The Paradoxes of Person – Some Remarks
DOI:
https://doi.org/10.15633/lie.3943Abstract
The goal of the article is to present and analyze the paradoxes of person in the historical, logical-epistemological, and systematic aspect. Their historical source should be sought already in the beginnings of philosophical reflection on the issue of personhood. The interpretation of this concept has been influenced by the Christian religion which contributed to highlighting the opposition between properties common to man and other beings, and those which distinguish him from those beings. It was finally reflected in the paradoxes of person which are construed today as the opposition between existence (being a person) and becoming; (ontic) non-communicability and (intentional) communicability; overtness (knowability) and covertness (essential unknowability); being a whole and being a part. These paradoxes, however, are not antinomies or paralogisms in the logical sense. They cannot be explained away by flaws in human thinking or cognition. They are an expression of the opposite properties of personhood which represent aporias – objective difficulties. As such, they arise from the way a person exists.
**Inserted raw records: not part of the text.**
Issue #638, opened 2022-08-09
`repr` of `mpmath.eps` always displays the working precision `2.22045e-16~`


WarrenWeckesser:
This is with mpmath 1.2.1:
```
In [1]: import mpmath

In [2]: mpmath.mp.dps = 40

In [3]: mpmath.eps   # By default, ipython displays the repr of the input
Out[3]: <epsilon of working precision: 2.22045e-16~>

In [4]: str(mpmath.eps)
Out[4]: '2.29588740394978028900143854926219858949e-41'
```
Why does `repr(mpmath.eps)` show `2.22045e-16`, while `str(mpmath.eps)` shows the expected value?

Presumably this is the result of the hard-coded argument `dps=15` in the `__repr__` method:
https://github.com/fredrik-johansson/mpmath/blob/fcc7e53362bc45fe372df4ac775e11678bd3f67d/mpmath/ctx_mp_python.py#L355-L356

Is that intentional?  I suspect line 356 should be changed to something like

```python
     return "<%s: %s~>" % (self.name, self.context.nstr(self, n=15)) 
```

PR #641, opened 2022-08-22
Fix repr(mp.eps)

WarrenWeckesser:
Before this change, repr(mp.eps) did not show the correct value
of eps.  The code was always converting the constant to dps=15, so
regardless of the setting of mp.dps, repr(mp.eps) would be

    '<epsilon of working precision: 2.22045e-16~>'

Closes gh-638.

### DIFF
--- a/mpmath/ctx_mp_python.py
+++ b/mpmath/ctx_mp_python.py
@@ -353,7 +353,7 @@ class _constant(_mpf):
         return self.func(prec, rounding)
 
     def __repr__(self):
-        return "<%s: %s~>" % (self.name, self.context.nstr(self(dps=15)))
+        return "<%s: %s~>" % (self.name, self.context.nstr(self, n=6))
 
 
 class _mpc(mpnumeric):
--- a/mpmath/tests/test_convert.py
+++ b/mpmath/tests/test_convert.py
@@ -35,6 +35,12 @@ def test_basic_string():
     assert str(mpf("-2163048125L/1088391168")) == '-1.98738118113799'
     assert str(mpf("2163048125/1088391168l")) == '1.98738118113799'
 
+
+def test_eps_repr():
+    mp.dps = 24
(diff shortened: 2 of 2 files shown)


fredrik-johansson:
Potentially an issue here is that if you set the precision very high, ``repr()`` will be slow for the constants that require a computation, ``khinchin`` for example. Not sure how to fix this easily without making a special case just for ``eps``.

WarrenWeckesser:
I see what you mean.  I just tried it with `dps=1500`, and the `repr()` for `khinchin` took about 10 seconds.  But the long computation apparently only happens with the first reference (presumably it is cached--I haven't dug into the code).  And a user working with `khinchin`  will have to pay that price at some point, whether it is in the `repr()` or an actual computation, so maybe it isn't that bad?

If the desire is to always show the same 6 digit approximation for the "true" constants (e.g. `e`, `pi`, `khinchin`) in the repr, perhaps the constants could have a string attribute added when the constant is created.  Then in `__repr__()`, only call `nstr(...)` if the attribute is `None`.  That way, no computation in `__repr__()`  is required for the true constants.  It would mean adding an optional argument in the appropriate constructor, e.g. `short_display=None` (naming is hard).  So `pi` would be created with `short_display='3.14159'`, `khinchin` with `short_display='2.68545'`, etc;  `eps` would not be given a `short_display`.  Just a thought--I haven't tried it, so I don't know if that would end up being messy to implement.

fredrik-johansson:
Yeah, you will pay the price eventually if you do some computation. Still it's surprising if you happen to have the precision set to 10000 digits and inspect

     >>> khinchin

just to remind yourself what this object is, only to find that viewing it practically hangs.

The paradoxes of person are superimposed, so to say, onto the paradoxes of being, e.g. that of identity and change. They cannot be interpreted as compounds of being. Therefore, they are most often treated as a result of the complex, spiritual-corporeal structure of man. Another problem, just as important as the cause of paradoxes, is the question of their significance. For they may be interpreted as a manifestation of a way of personal being that extends between extreme (almost contradictory) poles; multifaceted, diverse, never limited only to the arrangement of particular properties which form the paradoxes, or to that which can be known through them.